A critical step in bioproduction is providing a sufficient supply of precursor molecules for the final product. The precursor for lipid synthesis is malonyl-CoA, which is synthesized from acetyl-CoA by acetyl-CoA carboxylase Acc1. It has been shown that one bottleneck in fatty acid production in S. cerevisiae is the tight posttranslational regulation of Acc1 activity by Snf1. Introduction of three mutations in Acc1 phosphorylation sites S659A, S686A, and S1157A disrupts the downregulation of Acc1 activity and has been found to lead to an increase in the malonyl-CoA abundance (Chen et al. 2018). Therefore, our team replaced wild-type ACC1 with ACC1S659A,S1157A,S686A to increase the precursor supply.

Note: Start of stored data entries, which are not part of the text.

PR #980, opened 2022-11-16
Jefferbrecht otlp

jefferbrecht:
## Checklist:
- Unit tests
- Integration tests
- Documentation
- Minor version bump


jefferbrecht:
I'll try to review @quentinmit's work from `quentin-otlp` in this PR. The diff between this branch and that one is a rebase on master + integration tests (OTLP and a tiny Prometheus refactor). @quentinmit LMK if you'd rather proceed with review on your branch instead, though we'd have to rebase it anyway before it can be merged.

confgenerator/config.go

Next, we aimed to increase the production of fatty acids by overexpressing yeast genes PAH1 and DGA1, and human gene PLIN3. Pah1 and Dga1 catalyse the final steps of TAG synthesis and it has been shown that their overexpression increases TAG accumulation in S. cerevisiae (Teixeira et al. 2018). The human protein Plin3 covers the lipid droplets (LDs) and is expected to stabilize TAG by promoting LD assembly. LDs are dynamic storage organelles emerging from the endoplasmic reticulum (ER) and they stay connected to ER throughout their biogenesis and life cycle. The hydrophobic core of LD consists of TAGs that are surrounded by several layers of SEs. The core is enclosed by a phospholipid monolayer covered by perilipin proteins. LDs have contact sites with other cellular organelles, such as Golgi apparatus and mitochondria. These contacts facilitate the exchange of lipids, ions and metabolites (Athenstaedt, 2010).
To optimize the production process, we opted for inducible expression of these proteins, as lipid synthesis is energetically costly and high lipid accumulation could decrease the growth rate. We chose to use light for transcriptional activation of these genes, as light induction is robust and easily-controlled. Also, it is more eco-friendly compared to other induction systems, as it does not require addition of any compounds to the growth medium. We constructed a plasmid with three overexpression cassettes, where each gene (PAH1, DGA1, and human PLIN3) is under the control of a promoter that is regulated by VP-EL222. VP-EL222 is a blue light activated transcription factor from Erythrobacter litoralis. The promoters used in this system are inactive in dark, but are activated when the cells are exposed to blue light (Benzinger and Khammash, 2018).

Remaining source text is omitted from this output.